:: ACTIVITY ::
Whenever a line in this data holds the word "though", report that line in full.

• • •

PR #1455, opened 2017-09-15
Remove project dependency on LongRunning and IAM to allow independent releases

benwulfe:
This removes the risk that these dependencies could be bumped with a breaking change internally without us releasing an update along with spanner.

### DIFF
--- a/apis/Google.Cloud.Spanner.Admin.Database.V1/Google.Cloud.Spanner.Admin.Database.V1.Snippets/coverage.xml
+++ b/apis/Google.Cloud.Spanner.Admin.Database.V1/Google.Cloud.Spanner.Admin.Database.V1.Snippets/coverage.xml
@@ -7,12 +7,6 @@
       <FilterEntry>
         <ModuleMask>Google.Cloud.Spanner.Admin.Database.V1</ModuleMask>
       </FilterEntry>
-      <FilterEntry>
-        <ModuleMask>Google.LongRunning</ModuleMask>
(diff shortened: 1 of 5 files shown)


jskeet:
In theory at least, there should be no risk now - you'd have been forced to do this by the release generator:

https://github.com/GoogleCloudPlatform/google-cloud-dotnet/blob/master/tools/Google.Cloud.Tools.TagReleases/Program.cs#L143

evildour:
Were the package references added in manually? When I re-run the project generator after this change, they get removed. I thought the build process was supposed to pick up on that though and error out when that happens.

benwulfe:
Hmm could be my bad.  I'm checking.

benwulfe:
Hmm yes, this is my mistake.  I must have modified the projects after
generation and missed the travis issue.
I will fix it.

evildour:
Still seems odd though. The build should have done the diff with the current and autogenerated projects and errored out on these. @jskeet was this removed when the builds were changed to not use a single solution anymore?

benwulfe:
Looks like travis never ran and it's very possible since I was in the
middle of a release that was blocked on this that I didn't wait for the
travis queue to flush.  My bad.  I have a fix queued.

jskeet:
@evildour: It *should* still be part of the AppVeyor build. (It's not part of Travis.) I'll check that today, as I've a sneaking suspicion I've seen another build that passed when I wouldn't expect it to.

• • •

:: OUTPUT OF THE TASK ::
Were the package references added in manually? When I re-run the project generator after this change, they get removed. I thought the build process was supposed to pick up on that though and error out when that happens.
Still seems odd though. The build should have done the diff with the current and autogenerated projects and errored out on these. @jskeet was this removed when the builds were changed to not use a single solution anymore?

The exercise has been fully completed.